New readers of this blog have asked me why my daughter is getting surgery, why she needs so much surgery, that sort of thing.
Because I don’t like it when people feel left out — I’m all about the love here — I’ve compiled some old posts that should help get you up to speed.
The deal: When she was a couple months old, a hemangioma started growing on her cheek. Hemangiomas are fairly common spots that occur when blood vessels grow like mad. Many people let them go away on their own.
However, because this one was located on our child’s face, and these things often take around 12 years to disappear, doctors worried about it possibly growing up into her eye and harming her vision. Because of its heft, they also worried about her toddling into something, busting it open and creating a blood loss the likes of which would have forced a high strung mother like myself into a mental hospital, etc, etc. Couple all this with the fact that my husband and I didn’t want her to get picked on, and we went ahead with this series of laser surgeries that would shrink and obliterate this spot.
She has had ten of these surgeries so far.

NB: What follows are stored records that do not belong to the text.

PR #18534, opened 2023-11-27
xl: Cleaning up will delete instead of rename to trash with full disk err

vadmeste:

## Description
moveToTrash() function moves a folder to .trash for example when trying to 
some deletion; for example; when removing a data-dir which contains the object multipart; 
However rename() can return ENOSPC and this may cripple a user trying to remove 
some objects in a full disk situation to free some space in the disk.

## Types of changes

## Checklist:

### DIFF
--- a/cmd/xl-storage.go
+++ b/cmd/xl-storage.go
@@ -1095,18 +1095,27 @@ func (s *xlStorage) DeleteVersions(ctx context.Context, volume string, versions 
 	return errs
 }
 
-func (s *xlStorage) moveToTrash(filePath string, recursive, force bool) error {
+func (s *xlStorage) moveToTrash(filePath string, recursive, force bool) (err error) {
 	pathUUID := mustGetUUID()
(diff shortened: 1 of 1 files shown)


harshavardhana (approved):

cmd/xl-storage.go
```diff
@@ -1095,20 +1095,29 @@ func (s *xlStorage) DeleteVersions(ctx context.Context, volume string, versions
...
+		} else {
+			err = Remove(filePath)
 		}
 	}
 
+	if err != nil {
+		return err
+	}
+
 	// immediately purge the target
```
krisis, line 1121: if we called `remove` or `removeAll` due to disk-full case, we won't need to remove `targetPath` when `force = true`.

krisis (approved):

jiuker (approved):

cmd/xl-storage.go
vadmeste: I think 'force' is not needed here; it seems it is misunderstood

vadmeste: yes, I confirm force flag is not needed

PR #18537, opened 2023-11-27
Skip versions expired by DeleteAllVersionsAction

krisis:

## Description
Object versions expired by `DeleteAllVersionsAction` must not be included toward data-usage accounting. Also, current object versions expired via `DeleteAction`, in a versioned bucket, must not be removed from data-usage accounting as this results in a delete marker on top of the 'expired' version.

## Motivation and Context
Objects expired by `DeleteAllVersionsAction` (MinIO extension) could be accounted incorrectly as non-versioned objects. This could happen when an object has exactly one version at the time of such expiry. 

## Types of changes

## Checklist:

### DIFF
--- a/cmd/data-scanner.go
+++ b/cmd/data-scanner.go
@@ -917,16 +917,17 @@ func (i *scannerItem) applyHealing(ctx context.Context, o ObjectLayer, oi Object
 	return 0
 }
 
-func (i *scannerItem) applyLifecycle(ctx context.Context, o ObjectLayer, oi ObjectInfo) (applied bool, size int64) {
+func (i *scannerItem) applyLifecycle(ctx context.Context, o ObjectLayer, oi ObjectInfo) (action lifecycle.Action, size int64) {
 	size, err := oi.GetActualSize()
 	if i.debug {
 		logger.LogIf(ctx, err)
 	}
 	if i.lifeCycle == nil {
-		return false, size
+		return action, size
 	}
 
 	versionID := oi.VersionID
+	vcfg, _ := globalBucketVersioningSys.Get(i.bucket)
 	rCfg, _ := globalBucketObjectLockSys.Get(i.bucket)
 	replcfg, _ := getReplicationConfig(ctx, i.bucket)
 	lcEvt := evalActionFromLifecycle(ctx, *i.lifeCycle, rCfg, replcfg, oi)
@@ -938,7 +939,7 @@ func (i *scannerItem) applyLifecycle(ctx context.Context, o ObjectLayer, oi Obje
 		}
 	}
 	defer func() {
-		if applied {
+		if lcEvt.Action != lifecycle.NoneAction {
 			numVersions := uint64(1)
 			if lcEvt.Action == lifecycle.DeleteAllVersionsAction {
 				numVersions = uint64(oi.NumVersions)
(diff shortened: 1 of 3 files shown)


cmd/data-scanner.go
```diff
@@ -938,7 +939,7 @@ func (i *scannerItem) applyLifecycle(ctx context.Context, o ObjectLayer, oi Obje
 		}
 	}
 	defer func() {
-		if applied {
+		if lcEvt.Action > lifecycle.NoneAction {
```
vadmeste: can we do '!=' instead of '>' ? (just a little bit more stable if someone plays with the order of the definition of ILM actions)

cmd/xl-storage.go
```diff
@@ -569,9 +569,15 @@ func (s *xlStorage) NSScanner(ctx context.Context, cache dataUsageCache, updates
...
 			done = globalScannerMetrics.time(scannerMetricApplyVersion)
-			sz := item.applyActions(ctx, objAPI, oi, &sizeS)
+			objDeleted, sz := item.applyActions(ctx, objAPI, oi, &sizeS)
 			done()
 
+			// DeleteAllVersionsAction: The object and all its
+			// versions are expired and
+			// doesn't contribute toward data usage.
+			if objDeleted {
+				return sizeSummary{}, errSkipFile
```
vadmeste: shouldn't this be 'break' instead of return ?

vadmeste (commented):
Some comments

cmd/xl-storage.go
krisis: This has to be `return`. `objDeleted` here indicates if all versions of this objects are expired. This is true only when `DeleteAllVersionsAction` flag is enabled in the ILM rule applicable. At this point we have no accounting related actions to be done for this object.

vadmeste: yes, but we still have some "unrelated" code that we can execute meanwhile, such as, ILM transitioning sweeping and trace

krisis: Good point, especially about cleaning up free-versions.  Will update PR.

cmd/xl-storage.go
```diff
@@ -644,6 +652,12 @@ func (s *xlStorage) NSScanner(ctx context.Context, cache dataUsageCache, updates
 				}
 			}
 		}
+		if objDeleted {
+			// we return errSkipFile to signal this function's
+			// callers to skip this object's contribution towards
+			// usage.
+			return sizeSummary{}, errSkipFile
```
vadmeste: I think we should not return an error here; this looks like a clarity simplificiation but this can cause a performance regression; basically all expired objects may go to a healing check performed by the caller using abondonedChildren mechanism (objects found in another disk in the last scan but not found in the current disk, we execute healing of those objects)

/cc @klauspost

vadmeste (changes requested):

cmd/xl-storage.go
krisis: @vadmeste Your concern is valid. @klauspost I need a way to signal from within the `getSize` callback function that this `item` doesn't contribute toward data usage. I have added a commit on top of my PR to address @vadmeste 's concern. Let me know if this is acceptable.

harshavardhana (approved):

cmd/xl-storage.go
```diff
@@ -644,6 +652,12 @@ func (s *xlStorage) NSScanner(ctx context.Context, cache dataUsageCache, updates
 				}
 			}
 		}
+		if objDeleted {
+			// we return errSkipFile to signal this function's
+			// callers to skip this object's contribution towards
+			// usage.
```
harshavardhana:
```suggestion
			// we return errIgnoreFileContrib to signal this function's
			// callers to skip this object's contribution towards
			// usage.
```

harshavardhana (changes requested):

klauspost (approved):

harshavardhana (approved):

PR #18239, opened 2023-10-13
feat: bring new HDD related performance enhancements 

harshavardhana:
## Community Contribution License
All community contributions in this pull request are licensed to the project maintainers
under the terms of the [Apache 2 license] (https://www.apache.org/licenses/LICENSE-2.0). 
By creating this pull request I represent that I have the right to license the 
contributions to the project maintainers under the Apache 2 license.

## Description
Optionally allows customers to enable 

- Enable an external cache to catch GET/HEAD responses 
- Enable skipping disks that are slow to respond in GET/HEAD 
  when we have already achieved a quorum

## Motivation and Context
Quite simply, these optimizations are for HDD-based deployments.

## How to test this PR?
Enable these features via

```
mc admin config set alias/ cache endpoint=http://xx:8080
```

To enable the endpoint, you would need a private binary called `mincache`
available for Enterprise SUBNET customers.

## Types of changes
- [ ] Bug fix (non-breaking change which fixes an issue)
- [ ] New feature (non-breaking change which adds functionality)
- [x] Optimization (provides speedup with no functional changes)
- [ ] Breaking change (fix or feature that would cause existing functionality to change)

## Checklist:
- [ ] Fixes a regression (If yes, please add `commit-id` or `PR #` here)
- [ ] Unit tests added/updated
- [ ] Internal documentation updated
- [ ] Create a documentation update request [here](https://github.com/minio/docs/issues/new?label=doc-change,title=Doc+Updated+Needed+For+PR+github.com%2fminio%2fminio%2fpull%2fNNNNN)

PR #18548, opened 2023-11-28
Fix shadowed error

klauspost:
## Description

#18239 introduced a shadowed error. This will result in `done <- err == nil` always returning true for this path, which seems unintentional.

## Types of changes


harshavardhana (approved):

krisis (approved):

vadmeste (approved):
LGTM, thanks for catching this

harshavardhana (approved):

PR #18549, opened 2023-11-28
Improve env var config error reporting

klauspost:
## Description

Env vars that were set on current server but not on remotes were not reported in errors.

Add these.

## How to test this PR?

Create mismatching env vars in cluster.

## Types of changes

### DIFF
--- a/cmd/bootstrap-peer-server.go
+++ b/cmd/bootstrap-peer-server.go
@@ -20,12 +20,14 @@ package cmd
 import (
 	"context"
 	"encoding/json"
+	"errors"
 	"fmt"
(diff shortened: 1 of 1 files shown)


harshavardhana (approved):

vadmeste (commented):
I think showing both 'missing' and 'extra' errors in the same node is a little bit confusing; probably a better message would be:

Please ensure those env variables are set and match in all nodes: []missing+extra, []mismatch

vadmeste (approved):
Actually I just realised this error message is per node and not generic 

Approving

PR #18554, opened 2023-11-29
cleanup handling of STS isAllowed and simplifies the PolicyDBGet()

harshavardhana:

## Description
cleanup handling of STS isAllowed and simplifies the PolicyDBGet()

## Motivation and Context
regular cleanup to avoid mistakes and also fix 

- TemporaryAccountInfo() did not honor groups for STS
- TemporaryAccountInfo() did not honor policies from claims when parent mapping is missing

## How to test this PR?
CI/CD should cover the tests

## Types of changes

## Checklist:

### DIFF
--- a/cmd/admin-handlers-users.go
+++ b/cmd/admin-handlers-users.go
@@ -545,14 +545,16 @@ func (a adminAPIHandlers) TemporaryAccountInfo(w http.ResponseWriter, r *http.Re
 		return
 	}
 
-	if !globalIAMSys.IsAllowed(policy.Args{
+	args := policy.Args{
 		AccountName:     cred.AccessKey,
 		Groups:          cred.Groups,
 		Action:          policy.ListTemporaryAccountsAdminAction,
 		ConditionValues: getConditionValues(r, "", cred),
 		IsOwner:         owner,
 		Claims:          cred.Claims,
-	}) {
+	}
+
+	if !globalIAMSys.IsAllowed(args) {
 		writeErrorResponseJSON(ctx, w, errorCodes.ToAPIErr(ErrAccessDenied), r.URL)
 		return
 	}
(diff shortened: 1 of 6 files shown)


donatello (approved):

harshavardhana:
PTAL @vadmeste

cmd/admin-handlers-users.go
```diff
@@ -568,11 +570,16 @@ func (a adminAPIHandlers) TemporaryAccountInfo(w http.ResponseWriter, r *http.Re
...
-		policiesNames, err := globalIAMSys.PolicyDBGet(stsAccount.ParentUser, false)
+		policiesNames, err := globalIAMSys.PolicyDBGet(stsAccount.ParentUser, stsAccount.Groups...)
 		if err != nil {
 			writeErrorResponseJSON(ctx, w, toAdminAPIErr(ctx, err), r.URL)
 			return
 		}
+		if len(policiesNames) == 0 {
+			policySet, _ := args.GetPolicies(iamPolicyClaimNameOpenID())
+			policiesNames = policySet.ToSlice()
+		}
```
vadmeste, line 581: I am not sure I understand this; this is an existing account, which means either it has an explicit policy or it will inherit the policy from the parent user;  if it has an explicit policy, this should be already handled in L569/; if the parent user doesn't have any policy, I think it is enough to stop

harshavardhana: Not really, @vadmeste - there were always situations where we never saved parent-mapped policies in older releases. This is needed for backward compatibility. When customers upgrade from older deployments, we want their STS credentials to work until expired.

NEw STS will follow the parent-mapped policy approach.

vadmeste (approved):
LGTM

PR #18557, opened 2023-11-29
Add TLS cert checksum

klauspost:
## Description

Allows to validate if all certs match across cluster.

Requires https://github.com/minio/madmin-go/pull/251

She is scheduled for at least two more.
You can read about a typical surgery day here.
So far, the lasering has yielded great results. The spot has gone from looking like she had a raised, quarter-sized burn on her face to looking like a faint bruise.
Once the lasering is done, the doctor says he will eventually extract the remaining hemangioma (doing it while it was large would involve crazy blood loss, thus the lasering) and graft the skin together so there is a minor scar.
He says this will be taken care of by the time she starts school.
Is this hard on her? I’m sure it is on some level, but she fares well overall. Children are resilient little people; more often than not, their parents are the ones struggling to bounce back.
Wee Avery is always ready to party like a rock star about an hour after the deed is done.
Me, I need a day or so to recover.
Of course, people stop and stare, especially after a surgery because people have seen too many commercials full of Gerber babies with flawless, bruise-free skin. Some assume I am kicking my child’s ass; one lovely woman even approached Avery in a mall one day, crouched down in front of her and said “Ooh, did Mommy give you a smacking?” (I love those bitches. They are my favorite.)
I also have been asked whether she has ringworm on her face, whether someone gave her a hickey on her cheek, and just too many dumb and out-of-line things to count. As Avery understands more things that people say, these comments just make me angry about how inconsiderate people can be and sad for her. But it will be wrapped up soon and I look to that as my light in this tunnel of early mornings, uncertain reactions to anesthesia, and bruised cheeks.
At the end of the day, her surgeries are so incredibly minor compared to what other parents face.
And yet, I still speak of all this as a parent who just doesn’t want her baby to hurt.
In the meantime, there is always insurance to deal with; I am not the only mom out there posting in frustration about the maddening bureaucracy surrounding approvals and deductibles and so forth. None of what Avery faces on a near-monthly basis could happen without our insurance. Yet there is such a tiring fight to make sure her care happens at all. Through some small miracle everything winds up covered, but it’s not like we don’t live in fear of a strange several thousand dollar bill appearing in our mailbox when we least expect it.
It has happened before.
When we don’t have children, it’s funny to think of how our lives will shake out as parents. None of our visions typically involve unpredictability and imperfection, or endless surgeries, insurance fights and terrifying doctor’s bills.
Real live children often come with all those things.
And as hard as it can be at times, I wouldn’t trade my life with this little person for anyone else’s in the world.